__WORK REQUIRED__.
Copy out all lines in the material below that contain the string "goaop".

__RECORDS SUPPLIED__.
:::
PR #208, opened 2018-01-20
4.x rebase fixes

mhujer:
The HHVM dropping commit got lost during the rebase.

Also some other changes got lost, so I added them here.

PR #210, opened 2018-01-28
4.x  phpstan

### LINKED ISSUE #207: Confusing phpstan errors
In the `4.x` branch, phpstan is emitting the following errors:

```
14.08s$ composer run phpstan
> phpstan analyse -c phpstan.neon src --level 2 --no-progress
 [OK] No errors                                                                 
> phpstan analyse -c phpstan-tests.neon tests --level 2 --no-progress
 ------ ------------------------------------------------------------------------- 
  Line   tests/src/Converter/Time/DegradedTimeConverterTest.php                   
 ------ ------------------------------------------------------------------------- 
         Class Ramsey\Uuid\Test\Converter\Time\DegradedTimeConverterTest was not  
         found while trying to analyse it - autoloading is probably not           
         configured properly.                                                     
 ------ ------------------------------------------------------------------------- 
 ------ ------------------------------------------------------------------------- 
  Line   tests/src/Validator/ValidatorTest.php                                    
 ------ ------------------------------------------------------------------------- 
         Class Ramsey\Uuid\Test\Validator\ValidatorTest was not found while       
         trying to analyse it - autoloading is probably not configured properly.  
 ------ ------------------------------------------------------------------------- 
 [ERROR] Found 2 errors                                                         
Script phpstan analyse -c phpstan-tests.neon tests --level 2 --no-progress handling the phpstan event returned with error code 1
```

See here: https://travis-ci.org/ramsey/uuid/builds/331056453

I don't know enough about phpstan to understand what is going on or why these errors are occurring. These test files are no longer at these locations. I moved them a while back, so I'm not sure why it's trying to do anything with them.

SignpostMarv:
* resolved #207
* switched from phpstan/phpstan-shim to phpstan/phpstan,
* adjusted the composer script to behave nicely on gitbash/travis etc.
* bumped up some of the phpstan levels, resolved issues.

a phpdoc block in moontoast/math is holding up level 6: https://github.com/ramsey/moontoast-math/blob/c2792a25df5cad4ff3d760dd37078fc5b6fccc79/src/Moontoast/Math/BigNumber.php#L633 , i.e. BigNumber is being passed in when the docs specify string|int

### DIFF
--- a/composer.json
+++ b/composer.json
@@ -60,7 +60,7 @@
         "phpunit": "phpunit --verbose --colors=always",
         "phpcs": "phpcs src tests --standard=psr2 -sp --colors",
         "phpstan": [
-            "phpstan analyse -c phpstan.neon src --level 4 --no-progress",
+            "phpstan analyse -c phpstan.neon src --level 5 --no-progress",
             "phpstan analyse -c phpstan-tests.neon tests --level 2 --no-progress"
         ],
         "test": [
--- a/composer.json
+++ b/composer.json
@@ -60,7 +60,7 @@
         "phpunit": "phpunit --verbose --colors=always",
         "phpcs": "phpcs src tests --standard=psr2 -sp --colors",
         "phpstan": [
-            "phpstan analyse -c phpstan.neon src --level 3 --no-progress",
+            "phpstan analyse -c phpstan.neon src --level 4 --no-progress",
             "phpstan analyse -c phpstan-tests.neon tests --level 2 --no-progress"
         ],
         "test": [
--- a/composer.json
+++ b/composer.json
@@ -61,7 +61,7 @@
         "phpcs": "phpcs src tests --standard=psr2 -sp --colors",
         "phpstan": [
             "phpstan analyse -c phpstan.neon src --level 5 --no-progress",
-            "phpstan analyse -c phpstan-tests.neon tests --level 3 --no-progress"
+            "phpstan analyse -c phpstan-tests.neon tests --level 4 --no-progress"
         ],
         "test": [
             "@lint",
--- a/composer.json
+++ b/composer.json
@@ -60,7 +60,7 @@
         "phpunit": "phpunit --verbose --colors=always",
         "phpcs": "phpcs src tests --standard=psr2 -sp --colors",
         "phpstan": [
-            "phpstan analyse -c phpstan.neon src --level 7 --no-progress",
+            "phpstan analyse -c phpstan.neon src --level max --no-progress",
             "phpstan analyse -c phpstan-tests.neon tests --level 4 --no-progress"
         ],
         "test": [
--- a/composer.json
+++ b/composer.json
@@ -60,7 +60,7 @@
         "phpunit": "phpunit --verbose --colors=always",
         "phpcs": "phpcs src tests --standard=psr2 -sp --colors",
         "phpstan": [
-            "phpstan analyse -c phpstan.neon src --level 6 --no-progress",
+            "phpstan analyse -c phpstan.neon src --level 7 --no-progress",
             "phpstan analyse -c phpstan-tests.neon tests --level 4 --no-progress"
         ],
         "test": [
--- a/composer.json
+++ b/composer.json
@@ -61,7 +61,7 @@
         "phpcs": "phpcs src tests --standard=psr2 -sp --colors",
         "phpstan": [
             "phpstan analyse -c phpstan.neon src --level 5 --no-progress",
-            "phpstan analyse -c phpstan-tests.neon tests --level 2 --no-progress"
+            "phpstan analyse -c phpstan-tests.neon tests --level 3 --no-progress"
         ],
         "test": [
             "@lint",
--- a/composer.json
+++ b/composer.json
@@ -60,7 +60,7 @@
         "phpunit": "phpunit --verbose --colors=always",
         "phpcs": "phpcs src tests --standard=psr2 -sp --colors",
         "phpstan": [
-            "phpstan analyse -c phpstan.neon src --level 5 --no-progress",
+            "phpstan analyse -c phpstan.neon src --level 6 --no-progress",
             "phpstan analyse -c phpstan-tests.neon tests --level 4 --no-progress"
         ],
         "test": [
--- a/composer.json
+++ b/composer.json
@@ -60,7 +60,7 @@
         "phpunit": "phpunit --verbose --colors=always",
         "phpcs": "phpcs src tests --standard=psr2 -sp --colors",
         "phpstan": [
-            "phpstan analyse -c phpstan.neon src --level 2 --no-progress",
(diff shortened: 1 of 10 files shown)


GrahamCampbell:
> switched from phpstan/phpstan-shim to phpstan/phpstan,

why?

mhujer:
I already fixed issues from https://github.com/ramsey/uuid/issues/207 in https://github.com/ramsey/uuid/pull/208.

SignpostMarv:
@GrahamCampbell in order to use the config files defined in the phpstan package, hoping to progress towards `config.levelmax.neon` + phpstan-strict-rules

@mhujer I missed that- shall I rebase onto `mhujer:mh-4.x-rebase-fixes` ?

ramsey:
I’m still not sure what the point of all this work is. It seems like a lot of rigid overhead with little value. I’m happy to include phpstan if others are able to address problems that arise from it, but if I have to keep scratching my head at its error messages, I will likely remove it.

ramsey:
I just merged #208 into `4.x`. Should this be rebased against `4.x` before I merge it?

composer.json
```diff
@@ -60,8 +60,8 @@
         "phpunit": "phpunit --verbose --colors=always",
         "phpcs": "phpcs src tests --standard=psr2 -sp --colors",
         "phpstan": [
-            "phpstan analyse -c phpstan.neon src --level 2 --no-progress",
-            "phpstan analyse -c phpstan-tests.neon tests --level 2 --no-progress"
+            "php vendor/phpstan/phpstan/bin/phpstan analyse -c phpstan.neon src --no-progress",
+            "php vendor/phpstan/phpstan/bin/phpstan analyse -c phpstan-tests.neon tests --no-progress"
```
mhujer: Why the change from `phpstan` to the whole path? It should work the old way.

phpstan.neon
```diff
@@ -1,3 +1,5 @@
+includes:
+    - vendor/phpstan/phpstan/conf/config.level5.neon
```
mhujer: Why is this better than just passing the level from CLI parameters?

mhujer:
@ramsey this should definitely be rebased before merging it to 4.x to verify that the build still passes

composer.json
SignpostMarv: `phpstan` uses whichever version of phpstan is found under `$PATH`
`vendor/bin/phpstan` would work, except for some windows environments, i.e. git bash
`vendor/phpstan/phpstan/bin/phpstan` refers specifically to the version required by the composer.json

phpstan.neon
SignpostMarv: it might've changed recently, but there's no cli parameter for the max level, which currently aliases to `-l7`, but may change in future.

there's also the `phpstan/phpstan-strict-rules` ruleset, as well as any custom configurations that may be required in future.

composer.json
mhujer: It should always use the one installed through the Composer, see [the docs](https://getcomposer.org/doc/articles/scripts.md#writing-custom-commands).

> Note: Before executing scripts, Composer's bin-dir is temporarily pushed on top of the PATH environment variable so that binaries of dependencies are easily accessible. In this example no matter if the phpunit binary is actually in vendor/bin/phpunit or bin/phpunit it will be found and executed.

In what situation it did not work as expected?

phpstan.neon
mhujer: Yes, it's possible to [use max in CLI](https://github.com/phpstan/phpstan#rule-levels).
> You can also use `--level max` as an alias for the highest level.

composer.json
SignpostMarv: > It should always use the one installed through the Composer, see the docs.

might be an artefact of past experience/earlier development environments. checking now.

SignpostMarv: yup, I stand corrected - always nice to learn new things :)

mhujer: Great! I was afraid it is actually broken (I use similar configuration elsewhere)

phpstan.neon
SignpostMarv: well colour me corrected :P

pretty sure that importing rules still stands?

mhujer: Yep, other rules/extensions should be imported in the config.

SignpostMarv:
rebasing at the moment, dropping the phpunit configs as they seemed to have no effect on the output.

SignpostMarv:
> PHP Fatal error:  Uncaught RuntimeException: You need to provide valid cache directory for Go! AOP framework. in /home/travis/build/ramsey/uuid/vendor/goaop/framework/src/Core/AspectKernel.php:208
lolwhut ?

src/Provider/Node/FallbackNodeProvider.php
```diff
@@ -42,12 +42,12 @@ public function __construct(array $providers)
...
      * and returning the first non-empty value found
      *
-     * @return string System node ID as a hexadecimal string
+     * @return string|null System node ID as a hexadecimal string
      */
     public function getNode()
     {
         foreach ($this->nodeProviders as $provider) {
-            if ($node = $provider->getNode()) {
+            if ((bool) ($node = $provider->getNode())) {
```
mhujer: What about something like this:
```php
$node = $provider->getNode();
if ($node !== null) { 
    return $node;
}
```

When PHPStan warns you, that there is implicit boolean conversion in condition, it does not mean that it should be replaced with explicit 😄

phpstan.neon
```diff
@@ -1,7 +1,10 @@
+includes:
+    - ./vendor/phpstan/phpstan-strict-rules/rules.neon
```
mhujer: I would put this (and the necessary changes) in a separate PR.

I think it makes sense to fix the stuff PHPStan detects with the standard checks first. And then consider enabling this. (When doing both at the same time, you can't tell if the strange Travis error is related to this or not)

SignpostMarv: the changes are relatively minimal for it to pass the strict rules ?

mhujer: They probably are, so maybe it would be a wasted afford in this case.

Anyway, I just tried to build the `4.x` branch itself and it fails as well https://travis-ci.org/mhujer/uuid/jobs/341774850 - so it is probably caused by a new version of https://github.com/goaop/framework/releases

mhujer: https://github.com/ramsey/uuid/pull/213

SignpostMarv: I've been giving some thought to separate pull requests on turning the error suppression back off- tinkering with an autoload-dev shim that matches the method signatures of the missing functions & constants, but throws `BadFunctionCallException` if inadvertently called ?

SignpostMarv:
have rolled back the strict rules commits so we ca put them on a separate pr later

mhujer:
I've created a PR which fixes the build https://github.com/ramsey/uuid/pull/214

SignpostMarv:
@mhujer rebased, seems to be passing now.

ramsey:
Thank you for contributing! 🎉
:::
__ANSWER TO THE PROBLEM__.
> PHP Fatal error:  Uncaught RuntimeException: You need to provide valid cache directory for Go! AOP framework. in /home/travis/build/ramsey/uuid/vendor/goaop/framework/src/Core/AspectKernel.php:208
Anyway, I just tried to build the `4.x` branch itself and it fails as well https://travis-ci.org/mhujer/uuid/jobs/341774850 - so it is probably caused by a new version of https://github.com/goaop/framework/releases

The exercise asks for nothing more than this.